Le Chili vient d’élire un nouveau président. José Antonio Kast est un héritier direct du pinochétisme. Ceux qui connaissent l’histoire du Chili des années 70-80 ont du mal à s’imaginer ce tournant « réactionnaire ». Et pourtant, les régimes socialistes qui ont voulu refonder le Chili ont fini par laisser fondre l’espoir de tout un peuple, accablé par des chocs brutaux qui ont gravement affecté l’économie des pays d’Amérique latine.
De l’Argentine au Honduras — et aujourd’hui le Chili de José Antonio Kast —, l’histoire a montré qu’elle pouvait repasser les plats. Un certain révisionnisme historique, qui fait désormais florès au pays d’Allende et de Michelle Bachelet, affirme que la dictature était nécessaire.
Avec l’établissement du vote obligatoire, cinq millions de nouveaux électeurs, jeunes en majorité, qui n’ont pas connu les années de braise de la dictature, ont porté au pouvoir le candidat de la droite radicale. La gauche chilienne, qui se veut moderne, féministe et écologique, incarnée par la candidate Janet Jara, doit aujourd’hui se repenser.
Il faut comprendre qu’en dépit des ratés de la gauche de gouvernement, il y a la montée de l’insécurité et la hausse de l’immigration vénézuélienne et haïtienne. Aujourd’hui, la peur de « l’autre » et l’insécurité constituent d’excellents sujets de campagne un peu partout en Amérique. Les « grandes peurs » font toujours le lit des extrêmes, et le Chili, comme Haïti, n’y échappe pas. À la veille des élections de 2026 en Haïti, il faudra peut-être s’attendre, là aussi, à une demande radicale face à l’insécurité.

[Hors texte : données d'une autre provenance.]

PR #2113, opened 2017-05-16
BugFix: <targets> after <rules> won't work

### LINKED ISSUE #2045: In the config file, order of targets and rules blocks may cause errors

304NotModified:
Fixes #2045

### DIFF
--- a/src/NLog/Config/XmlLoggingConfiguration.cs
+++ b/src/NLog/Config/XmlLoggingConfiguration.cs
@@ -614,6 +614,8 @@ namespace NLog.Config
                 this.ParseExtensionsElement(extensionsChild, Path.GetDirectoryName(filePath));
             }
 
+            var rulesList = new List<NLogXmlElement>();
+
             //parse all other direct elements
             foreach (var child in children)
             {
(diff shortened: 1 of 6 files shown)


304NotModified:
supersedes https://github.com/NLog/NLog/pull/2096

snakefoot:
Maybe change the logic, so it always parses elements in this order (and not just targets first):

```
case "EXTENSIONS":
case "INCLUDE":
case "TIME":
case "VARIABLE":
case "APPENDERS":
case "TARGETS":
case "RULES":
```

304NotModified:
Indeed this was too Much quick fix

snakefoot:
Easy fix would be to always parse "RULES" last :)

304NotModified:
Have to look into this. Where variables and include is defined, does matter.

304NotModified:
> Easy fix would be to always parse "RULES" last :)

That's indeed a much easier approach -  keep it simple :)

changed!

304NotModified:
Fixed in 4.4.10 and the release is queued. Will be online in a few hours!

Reste maintenant à voir si ce basculement se traduira en actes durables, ou s’il ne sera qu’un épisode de plus dans une alternance nourrie par la fatigue, la peur et la défiance. Dans tous les cas, l’enjeu est clair : sans réponses concrètes sur la sécurité, l’économie et la cohésion sociale — et sans travail de mémoire — les démocraties laissent trop facilement le champ libre aux récits qui réhabilitent l’inacceptable.